# White scuffing on Jet Black interior



## Corvidae (Feb 5, 2011)

Hello, I have jet black interior in my Cruze but I get bad scuffing when people sit on the seats or touch the cloth on the sides or dash. What do you recommend to get rid of the white scuffing?

It makes everything look worn even though no one practically sits in my Cruze (maybe 2 times a month).

See photos below..


----------



## BladeOfAnduril (Apr 27, 2012)

Vacuum? Lint roller? Just a thought...

Sent from my Galaxy Nexus using AutoGuide.Com Free App


----------



## mrbean8686 (Jun 23, 2012)

For the cloth material on the door I just use a damp microfiber cloth and I easily wipe it.off. I also get the white scuff marks and that's how I clean them theyre pretty easy to clean off, give it a try on your seats too, I have the jet black leather interior.

Sent from my HTC Sensation 4G using AutoGuide.Com Free App


----------



## Corvidae (Feb 5, 2011)

Vacuuming doesn't clear it up.

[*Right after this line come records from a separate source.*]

PR #236, opened 2018-11-09
Added content security policy middleware

### LINKED ISSUE #183: Research & Implement Content Security Policy
MyEtherWallet may be a good inspiration. For example, they block developer console, if you open chrome devtools. Other things may be relevant to us.

PeterPsota:
closes #183 
Added Content-Security-Policy header with middleware

the directives could be made more secure by:
- restricting `connect-src` to only sources we use (impact on maintainability)
- refactoring app in pursuit of removing `unsafe-eval` and maybe scripts `unsafe-inline` (eval seems more complex then just refactoring `init.js`, the inline scripts might be possible, inline css probably isn't)

### DIFF
--- a/app/public/js/init.js
+++ b/app/public/js/init.js
@@ -1,34 +1,58 @@
-(function() {
-  try {
-    // test for JS features needed to load the main script
-    eval( // eslint-disable-line no-eval
-      '(function() {' +
-        // destructuring binding
-        '({a, b} = {a: 10, b: 20, c: 30, d: 40});' +
-        // const, let
-        'const c1 = 5; let var1 = 5;' +
-        // async functions
-        'async function f1 (){return 9};' +
-        // arrow functions
-        '() => {return 4 + 5};' +
-        // template literal syntax
-        '`${"aaa"}`;' + // eslint-disable-line no-template-curly-in-string
-        // default parameters in function
-        'function f2 (a = 3, b, c=false) {return a}' +
-        // classes
-        'class MyClass {};' +
-        // assign object keys from variable
-        'let objKey = "a"; let obj = {[objKey]: 3};' +
-      '})()'
-    )
+// source: https://gist.github.com/DaBs/89ccc2ffd1d435efdacff05248514f38#gistcomment-1976435
+function playsNice(cb) {
+  const testScript =
+    '(function() {' +
+      // destructuring binding
+      '({a, b} = {a: 10, b: 20, c: 30, d: 40});' +
+      // const, let
+      'const c1 = 5; let var1 = 5;' +
+      // async functions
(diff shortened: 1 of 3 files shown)


refi93:
perhaps in this PR I address most of the problem with unsafe eval: https://github.com/vacuumlabs/adalite/pull/237 by removing it from the bundle, could you take a look at init.js and how to avoid eval there?

PeterPsota:
I found eval free CSP friendly feature detection method and removed the `unsafe-eval` directive.

I also apparently didn't rebase correctly(i think ill keep merge), should I make a new, cleaner PR?

refi93:
I would just force push the cleaned version to this PR.

PeterPsota:
Ok, I think I figured it out.

app/public/js/init.js
```diff
@@ -1,34 +1,58 @@
...
+    cb(!(event && event.error))
+  }
+
+  window.addEventListener('error', n.ondone, true)
+  n.appendChild(document.createTextNode(x))
+  document.head.appendChild(n)
+  setTimeout(n.ondone, 50)
+}
 
+playsNice((bool) => {
```
refi93: I would rename "bool" to "success", to make it clearer

app/public/js/init.js
```diff
@@ -1,34 +1,58 @@
...
-        'function f2 (a = 3, b, c=false) {return a}' +
-        // classes
-        'class MyClass {};' +
-        // assign object keys from variable
-        'let objKey = "a"; let obj = {[objKey]: 3};' +
-      '})()'
-    )
+// source: https://gist.github.com/DaBs/89ccc2ffd1d435efdacff05248514f38#gistcomment-1976435
+function playsNice(cb) {
+  const x =
```
refi93: I would rename "x" to "testScript"

app/public/js/init.js
refi93: arrow notation would fail on legacy browsers, tried on internet explorer 11

app/public/js/init.js
```diff
@@ -1,34 +1,58 @@
...
+    s = this
+    if (s.done) {
+      window.removeEventListener('error', s.ondone, true)
+      if (s.parentNode) {
+        s.parentNode.removeChild(s)
+      }
+      return
+    }
+    this.done = 1
+    cb(!(event && event.error))
```
refi93: I would change the condition to 
```!(event && (event.error || event.type === 'error' || event.lineno))```
I tried it in IE11 and the returned ErrorEvent has the error property set to undefined :D but there are additional properties provided, like "type" and "lineno" which give away the error, so let's keep it broader.

PeterPsota:
Thanks for the review, should be ok now.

It creates them. I'll try and damp cloth. I didn't want to ruin the material or start getting it mil-dewy because of how often I'd have to do it.


----------



## mrbean8686 (Jun 23, 2012)

Dont soak the cloth inserts with water, just wipe them as if you were cleaning the windows, hope that helps.

Sent from my SAMSUNG-SGH-I747 using AutoGuide.Com Free App


----------



## alysia143 (Sep 5, 2012)

is it only the cloth or is it the plastic dash as well?


----------



## ems2158 (Feb 2, 2012)

Corvidae said:


> Hello, I have jet black interior in my Cruze but I get bad scuffing when people sit on the seats or touch the cloth on the sides or dash. What do you recommend to get rid of the white scuffing?
> 
> It makes everything look worn even though no one practically sits in my Cruze (maybe 2 times a month).
> 
> See photos below..


I have the same interior and get the same scuffing. I don't have any problem wiping them off. You have to use a lint free cloth, micro fiber. Otherwise, you just make it worse. Tried a paper towel initially, and it made a mess. 

I never use paper towels to clean the inside of the Cruze but was sitting in a parking lot waiting for the wife. I had a few of those free paper towels from a gas station. The white scuff marks got my attention and decided to wipe them off with the paper towels. Don't do that with the black interior. It's like using sand paper on the paper towels. Crud all over.


----------



## matt45 (Jul 27, 2012)

thanks for the info i will try this because i have same problem


----------



## larbian (Jul 30, 2014)

I know this is an old thread but I just bought a '14 and I think it is ridiculous that the interior leaves white marks and creates such a maintenance. What kind of material did they use??? Not even stain repellant.


----------



## Robby (Mar 1, 2013)

larbian said:


> I know this is an old thread but I just bought a '14 and I think it is ridiculous that the interior leaves white marks and creates such a maintenance. What kind of material did they use??? Not even stain repellant.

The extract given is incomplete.